* Try it *
Each entry must appear in the answer exactly as it does here.

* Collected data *

-=-=-

Issue #134, opened 2023-03-17
Add Support for IPv4 and IPv6, both, to interfacesType


johnulmer-oval:
**Describe the bug**
Currently, the interfacesType in the oval-system-characteristics-schema schema allows only one IP address.  As IPv6 addresses come into common use, that schema needs updating.  Suggest that the schema should allow more than one ip_address element and add an attribute to that element for 'ip_address_version'.

**Replication Steps** (if applicable)
Use any SCAP processor to create OVAL results.  

**Expected behavior**
For network interfaces that have more than one IP address configured, allow the reporting of both IPv4 and IPv6 addresses.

-=-=-

* Task output *
Issue #134, opened 2023-03-17
Add Support for IPv4 and IPv6, both, to interfacesType


johnulmer-oval:
**Describe the bug**
Currently, the interfacesType in the oval-system-characteristics-schema schema allows only one IP address.  As IPv6 addresses come into common use, that schema needs updating.  Suggest that the schema should allow more than one ip_address element and add an attribute to that element for 'ip_address_version'.

**Replication Steps** (if applicable)
Use any SCAP processor to create OVAL results.  

**Expected behavior**
For network interfaces that have more than one IP address configured, allow the reporting of both IPv4 and IPv6 addresses.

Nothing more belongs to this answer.